• EXERCISE DETAILS
Find every line in the records that holds the string "REVIEW". Copy each one.

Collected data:
__________________________________________________

Issue #123, opened 2017-01-12
Allow the endpoint to set transport state


davidfowl:
We need to execute the EndPoint before executing the transport so that user code can affect the transport.

davidfowl:
Done!

PR #148, opened 2017-01-24
Clean up disposal of connection state

davidfowl:
- Removed IDisposable and added a DisposeAsync method to ConnectionState
- Added ApplicationTask and TransportTask to ConnectionState as first class
properties so that it is easy to see (in a process dump or debugger) the
outstanding tasks that Sockets is keeping track of on a per connection basis.
- Swapped transport and application initialization to enable https://github.com/aspnet/SignalR/issues/123 

Sorry @anurse 😄

### DIFF
--- a/src/Microsoft.AspNetCore.Sockets/Internal/ConnectionState.cs
+++ b/src/Microsoft.AspNetCore.Sockets/Internal/ConnectionState.cs
@@ -2,16 +2,18 @@
 // Licensed under the Apache License, Version 2.0. See License.txt in the project root for license information.
 
 using System;
+using System.Threading.Tasks;
 
 namespace Microsoft.AspNetCore.Sockets.Internal
 {
-    public class ConnectionState : IDisposable
+    public class ConnectionState
     {
         public Connection Connection { get; set; }
         public IChannelConnection<Message> Application { get; }
 
-        // These are used for long polling mostly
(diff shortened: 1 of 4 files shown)


src/Microsoft.AspNetCore.Sockets/Internal/ConnectionState.cs
```diff
@@ -22,10 +24,25 @@ public ConnectionState(Connection connection, IChannelConnection<Message> applic
...
+            if (TransportTask.IsFaulted)
+            {
+                Application.Output.TryComplete(TransportTask.Exception.InnerException);
+            }
+
             Connection.Dispose();
             Application.Dispose();
+
+            // REVIEW: Add a timeout so we don't wait forever
+            await Task.WhenAll(ApplicationTask, TransportTask);
```
moozzyk: I think this might be causing test hangs in my branch... if a channel is not drained the task will never complete. I am not sure if timeout is good enough.

davidfowl: The channels are both disposed before waiting. The only way it would hang forever is if the code isn't awaiting the channel.

moozzyk: oops - Dispose was not marked green...

PR #149, opened 2017-01-24
Fixing test hangs, adding timeouts.

moozzyk:


moozzyk:
Note: there isn't a good general way to signal that a connection was connected and is tracked by the lifetime manager. I am not sure though if one is needed besides our tests though. For now this should fix the hangs and we can take design a generic solution if needed separately.

/cc @BrennanConroy

Issue #27, opened 2016-11-15
Reconnects


davidfowl:
If a request comes in with the same connection id for long polling (only), close the previous poll with a zero byte read. We have to await the previous transport task so make sure it unwinds properly. 

For other transport, reject connections with a 409 for an existing connection id.

davidfowl:
Fixed

Issue #4, opened 2016-11-03
Timed out poll connections kill the connection


moozzyk:
If a poll connection times out the server throws: 

```
System.InvalidOperationException occurred
  HResult=-2146233079
  Message=Concurrent reads are not supported.
  Source=System.Private.CoreLib
  StackTrace:
       at System.Runtime.CompilerServices.TaskAwaiter.ThrowForNonSuccess(Task task)
       at System.Runtime.CompilerServices.TaskAwaiter.HandleNonSuccessAndDebuggerNotification(Task task)
       at Channels.Channel.Channels.IReadableBufferAwaiter.GetResult()
       at Microsoft.AspNetCore.Sockets.LongPolling.<ProcessRequestAsync>d__3.MoveNext() in C:\source\NetworkingProtoype\src\Microsoft.AspNetCore.Sockets\LongPolling.cs:line 21
  InnerException: 
```

and kills the connection. The client restarts the poll only to get: 

GET http://localhost:5000/hubs/poll?id=87085e15-6bb5-492e-850b-f7965c7e9bbc&87085e15-6bb5-492e-850b-f7965c7e9bbc 500 (Internal Server Error)

davidfowl:
Fixed

PR #151, opened 2017-01-25
Various fixes in HttpConnectionDispatcher

davidfowl:
- The connection state object is manipulated by multiple parties in a non thread safe way. This change introduces a semaphore that should be used by anyone updating or reading the connection state. 
- Handle cases where there's an active request for a connection id and another incoming request for the same connection id, sse and websockets 409 and long polling kicks out the previous connection (https://github.com/aspnet/SignalR/issues/27 and https://github.com/aspnet/SignalR/issues/4)
- Handle requests being processed for disposed connections. There was a race where the background thread could remove and clean up the connection while it was about to be processed.
- Synchronize between the background scanning thread and the request threads when updating the connection state.
- Added `DisposeAndRemoveAsync` to the connection manager that handles`DisposeAsync` throwing and properly removes connections from connection tracking.
- Added Start to ConnectionManager so that testing is easier (background timer doesn't kick in unless start is called).
- Added RequestId to connection state for easier debugging and correlation (can easily see which request is currently processing the logical connection).
- Added tests

### DIFF
--- a/src/Microsoft.AspNetCore.Sockets/ConnectionManager.cs
+++ b/src/Microsoft.AspNetCore.Sockets/ConnectionManager.cs
@@ -16,7 +16,6 @@ namespace Microsoft.AspNetCore.Sockets
     {
         private readonly ConcurrentDictionary<string, ConnectionState> _connections = new ConcurrentDictionary<string, ConnectionState>();
         private Timer _timer;
-        private volatile bool _running;
         private readonly ILogger<ConnectionManager> _logger;
 
         public ConnectionManager(ILogger<ConnectionManager> logger)
@@ -28,7 +27,7 @@ namespace Microsoft.AspNetCore.Sockets
         {
             if (_timer == null)
             {
-                _timer = new Timer(Scan, this, 0, 1000);
+                _timer = new Timer(Scan, this, TimeSpan.FromSeconds(1), TimeSpan.FromSeconds(1));
             }
         }
 
@@ -78,15 +77,11 @@ namespace Microsoft.AspNetCore.Sockets
 
         private void Scan()
         {
-            if (_running)
-            {
-                return;
-            }
+            // Pause the timer while we're running
+            _timer.Change(Timeout.Infinite, Timeout.Infinite);
 
             try
             {
-                _running = true;
-
                 // Scan the registered connections looking for ones that have timed out
                 foreach (var c in _connections)
                 {
@@ -116,7 +111,8 @@ namespace Microsoft.AspNetCore.Sockets
             }
             finally
             {
-                _running = false;
+                // Resume once we finished processing all connections
+                _timer.Change(TimeSpan.FromSeconds(1), TimeSpan.FromSeconds(1));
             }
         }
 
--- a/src/Microsoft.AspNetCore.Sockets/ConnectionManager.cs
+++ b/src/Microsoft.AspNetCore.Sockets/ConnectionManager.cs
@@ -80,8 +80,6 @@ namespace Microsoft.AspNetCore.Sockets
                             // REVIEW: Should we keep firing and forgetting this?
                             var ignore = s.DisposeAsync();
                         }
-
-                        c.Value.Status = ConnectionState.State.Disposed;
                     }
                     finally
                     {
--- a/src/Microsoft.AspNetCore.Sockets/ConnectionManager.cs
+++ b/src/Microsoft.AspNetCore.Sockets/ConnectionManager.cs
@@ -8,6 +8,7 @@ using System.Threading;
 using System.Threading.Tasks;
 using System.Threading.Tasks.Channels;
 using Microsoft.AspNetCore.Sockets.Internal;
+using Microsoft.Extensions.Logging;
 
 namespace Microsoft.AspNetCore.Sockets
 {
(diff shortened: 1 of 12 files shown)


src/Microsoft.AspNetCore.Sockets/ConnectionManager.cs
```diff
@@ -65,38 +78,79 @@ private static void Scan(object state)
...
-            foreach (var c in _connections)
+            if (_running)
             {
-                if (!c.Value.Active && (DateTimeOffset.UtcNow - c.Value.LastSeenUtc).TotalSeconds > 5)
+                return;
+            }
+
+            try
+            {
+                _running = true;
```
anurse: If this can actually happen simultaneously, you need `cmpexchg`. There's a race here otherwise. But I'm not sure how it can happen simultaneously, is it just in situations where the `Scan` takes more than one Timer interval? If so, suspend the timer when you start or something.

src/Microsoft.AspNetCore.Sockets/ConnectionManager.cs
```diff
@@ -65,38 +78,79 @@ private static void Scan(object state)
...
                     }
                 }
             }
+            finally
+            {
+                _running = false;
+            }
         }
 
         public void CloseConnections()
```
anurse: y u no async?

src/Microsoft.AspNetCore.Sockets/ConnectionManager.cs
```diff
@@ -65,38 +78,79 @@ private static void Scan(object state)
...
             {
-                ConnectionState s;
-                if (_connections.TryRemove(c.Key, out s))
-                {
-                    tasks.Add(s.DisposeAsync());
-                }
+                tasks.Add(DisposeAndRemoveAsync(c.Value));
             }
 
             Task.WaitAll(tasks.ToArray(), TimeSpan.FromSeconds(5));
```
anurse: `WaitAll`. My eyes.

src/Microsoft.AspNetCore.Sockets/ConnectionManager.cs
```diff
@@ -65,38 +78,79 @@ private static void Scan(object state)
...
+                    }
+                    finally
                     {
-                        // REVIEW: Should we keep firing and forgetting this?
-                        var ignore = s.DisposeAsync();
+                        c.Value.Lock.Release();
+                    }
+
+                    // Once the decision has been made to to dispose we don't check the status again
+                    if (status == ConnectionState.ConnectionStatus.Inactive && (DateTimeOffset.UtcNow - lastSeenUtc).TotalSeconds > 5)
```
anurse: There's a race here, but I suppose we don't have to get too worked up about it... It just feels odd to be adding a race just to save a few microseconds inside the lock. We can make the determination that we're going to dispose and change the state to "Disposing" or something inside the lock and still do the actual Dispose outside the lock. That prevents the race.

src/Microsoft.AspNetCore.Sockets/Internal/ConnectionState.cs
```diff
@@ -26,23 +34,54 @@ public ConnectionState(Connection connection, IChannelConnection<Message> applic
...
+            finally
             {
-                Application.Output.TryComplete(TransportTask.Exception.InnerException);
+                Lock.Release();
             }
 
-            Connection.Dispose();
-            Application.Dispose();
-
             // REVIEW: Add a timeout so we don't wait forever
```
anurse: Just add it now :). All it takes is a Task.Delay (and maybe a check to fire TimeoutException if the delay task is the one that fires first).

src/Microsoft.AspNetCore.Sockets/Transports/LongPollingTransport.cs
```diff
@@ -50,14 +47,17 @@ public LongPollingTransport(ReadableChannel<Message> application, ILoggerFactory
             }
             catch (OperationCanceledException)
             {
-                // Suppress the exception
+                if (!context.RequestAborted.IsCancellationRequested)
+                {
+                    _logger.LogInformation("Terminating Long Polling connection by sending 204 response.");
+                    context.Response.StatusCode = 204;
```
anurse: `StatusCodes` constant?

src/Microsoft.AspNetCore.Sockets/ConnectionManager.cs
davidfowl: Dispose is synchronous brah. At least there's a timeout 😄

src/Microsoft.AspNetCore.Sockets/Internal/ConnectionState.cs
davidfowl: nooooo, later.

src/Microsoft.AspNetCore.Sockets/ConnectionManager.cs
davidfowl: Will change to do a compare exchange https://github.com/SignalR/SignalR/blob/1fba14fa3437e24c204dfaf8a18db3fce8acad3c/src/Microsoft.AspNet.SignalR.Core/Transports/TransportHeartBeat.cs#L171. 

> is it just in situations where the Scan takes more than one Timer interval? If so, suspend the timer when you start or something.

Yes, you mean `timer.Change(Timeout.Infinite, Timeout.Infinite);`?

src/Microsoft.AspNetCore.Sockets/ConnectionManager.cs
davidfowl: I originally had that but I wanted the state transition to happen in `DisposeAsync`. We don't care about the race here

src/Microsoft.AspNetCore.Sockets/ConnectionManager.cs
davidfowl: Happens during shutdown of the application, disposing is always synchronous.

src/Microsoft.AspNetCore.Sockets/ConnectionManager.cs
anurse: Basically, yeah. But the compare-exchange is fine.

src/Microsoft.AspNetCore.Sockets/Internal/ConnectionState.cs
anurse: lazy

PR #153, opened 2017-01-25
Reduced constructor boilerplate assignment

herecydev:


moozzyk:
I am not in favor of this change. The classes are not simple data holder classes and I find it more difficult to read if I want to quickly see what private members the class has. Granted, I am not used to it so can be convinced.

herecydev:
I think that's a fair assessment, it's definitely more beneficial when all of the params conform. I prefer less boilerplate to read through, but more than happy with whatever.

PR #159, opened 2017-01-25
Handle misbehaving user code

davidfowl:
- Execute EndPoint logic on a threadpool thread
- Turn synchronous exceptions into async ones to unify the
error handling
- Added tests

### DIFF
--- a/src/Microsoft.AspNetCore.Sockets/HttpConnectionDispatcher.cs
+++ b/src/Microsoft.AspNetCore.Sockets/HttpConnectionDispatcher.cs
@@ -290,7 +290,7 @@ namespace Microsoft.AspNetCore.Sockets
             // connection and transport
             await AwaitableThreadPool.Yield();
 
-            // Running this in ann async method turns sync exceptions into async ones
+            // Running this in an async method turns sync exceptions into async ones
             await endpoint.OnConnectedAsync(connection);
         }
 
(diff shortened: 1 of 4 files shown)


src/Microsoft.AspNetCore.Sockets/HttpConnectionDispatcher.cs
```diff
@@ -284,6 +284,16 @@ private ConnectionState CreateConnection(HttpContext context)
             await _manager.DisposeAndRemoveAsync(state);
         }
 
+        private async Task ExecuteApplication(EndPoint endpoint, Connection connection)
+        {
+            // Jump onto the thread pool thread so blocking user code doesn't block the setup of the 
+            // connection and transport
+            await AwaitableThreadPool.Yield();
+
+            // Running this in ann async method turns sync exceptions into async ones
```
anurse: "an" async method

src/Microsoft.AspNetCore.Sockets/HttpConnectionDispatcher.cs
```diff
@@ -284,6 +284,16 @@ private ConnectionState CreateConnection(HttpContext context)
             await _manager.DisposeAndRemoveAsync(state);
         }
 
+        private async Task ExecuteApplication(EndPoint endpoint, Connection connection)
+        {
+            // Jump onto the thread pool thread so blocking user code doesn't block the setup of the 
+            // connection and transport
+            await AwaitableThreadPool.Yield();
```
anurse: Is this really clearer than using `Task.Run` or are you just trying to be clever? It seems like unnecessary cleverness hiding the actual code to me.

davidfowl: Yes, it is absolutely 100% clearer. See https://github.com/dotnet/corefx/issues/15490.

__________________________________________________

• RESPONSE TO THIS TASK
+            // REVIEW: Add a timeout so we don't wait forever
                             // REVIEW: Should we keep firing and forgetting this?
-                        // REVIEW: Should we keep firing and forgetting this?
             // REVIEW: Add a timeout so we don't wait forever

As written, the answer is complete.